[Material shown — start]

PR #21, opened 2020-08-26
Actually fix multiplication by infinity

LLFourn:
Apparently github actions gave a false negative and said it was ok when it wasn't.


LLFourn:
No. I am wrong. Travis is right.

[Material shown — finish]

Copy out the whole listing exactly as written.

- _Response_
PR #21, opened 2020-08-26
Actually fix multiplication by infinity

LLFourn:
Apparently github actions gave a false negative and said it was ok when it wasn't.


LLFourn:
No. I am wrong. Travis is right.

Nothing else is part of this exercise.